[Stored data]
——————

PR #14492, opened 2021-07-09
Repair GEO_INTERSECTS

neunhoef:
This PR repairs the GEO_INTERSECT AQL function.

It was found that quite a few cases are not implemented and silently
return `false` for an intersection. Other cases return wrong results.
This needs to be fixed. We first add more unit tests to expose the
problem and then fix. At the very least we should return "not yet
implemented" instead of a silent `false`.

### Scope & Purpose

#### Backports:

- [*] Backports required for: *(Please specify versions and link PRs)*
      Probably for all published versions, since this is functionality
      from 3.4.

#### Related Information

- [ ] GitHub issue / Jira ticket number: BTS_475, DEVSUP-818

### Testing & Verification

  - [*] Added new C++ **Unit tests**


lib/Geo/ShapeContainer.cpp
```diff
@@ -571,27 +589,60 @@ bool ShapeContainer::intersects(S2Polyline const* other) const {
...
+  v.reserve(5);
+  v.emplace_back(Coordinate::fromLatLng(rect->GetVertex(0)).toPoint());
+  v.emplace_back(Coordinate::fromLatLng(rect->GetVertex(1)).toPoint());
+  v.emplace_back(Coordinate::fromLatLng(rect->GetVertex(2)).toPoint());
+  v.emplace_back(Coordinate::fromLatLng(rect->GetVertex(3)).toPoint());
+  v.emplace_back(Coordinate::fromLatLng(rect->GetVertex(0)).toPoint());
+  std::unique_ptr<S2Loop> loop;
+  loop = std::make_unique<S2Loop>(std::move(v), S2Debug::DISABLE);
+  std::unique_ptr<S2Polygon> rectPoly;
+  rectPoly = std::make_unique<S2Polygon>(std::move(loop), S2Debug::DISABLE);
```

——————

**TASK INSTRUCTIONS:** Return the entries above exactly as they appear.

**ANSWER TO THE PROBLEM:**
PR #14492, opened 2021-07-09
Repair GEO_INTERSECTS

neunhoef:
This PR repairs the GEO_INTERSECT AQL function.

It was found that quite a few cases are not implemented and silently
return `false` for an intersection. Other cases return wrong results.
This needs to be fixed. We first add more unit tests to expose the
problem and then fix. At the very least we should return "not yet
implemented" instead of a silent `false`.

### Scope & Purpose

#### Backports:

- [*] Backports required for: *(Please specify versions and link PRs)*
      Probably for all published versions, since this is functionality
      from 3.4.

#### Related Information

- [ ] GitHub issue / Jira ticket number: BTS_475, DEVSUP-818

### Testing & Verification

  - [*] Added new C++ **Unit tests**


lib/Geo/ShapeContainer.cpp
```diff
@@ -571,27 +589,60 @@ bool ShapeContainer::intersects(S2Polyline const* other) const {
...
+  v.reserve(5);
+  v.emplace_back(Coordinate::fromLatLng(rect->GetVertex(0)).toPoint());
+  v.emplace_back(Coordinate::fromLatLng(rect->GetVertex(1)).toPoint());
+  v.emplace_back(Coordinate::fromLatLng(rect->GetVertex(2)).toPoint());
+  v.emplace_back(Coordinate::fromLatLng(rect->GetVertex(3)).toPoint());
+  v.emplace_back(Coordinate::fromLatLng(rect->GetVertex(0)).toPoint());
+  std::unique_ptr<S2Loop> loop;
+  loop = std::make_unique<S2Loop>(std::move(v), S2Debug::DISABLE);
+  std::unique_ptr<S2Polygon> rectPoly;
+  rectPoly = std::make_unique<S2Polygon>(std::move(loop), S2Debug::DISABLE);
```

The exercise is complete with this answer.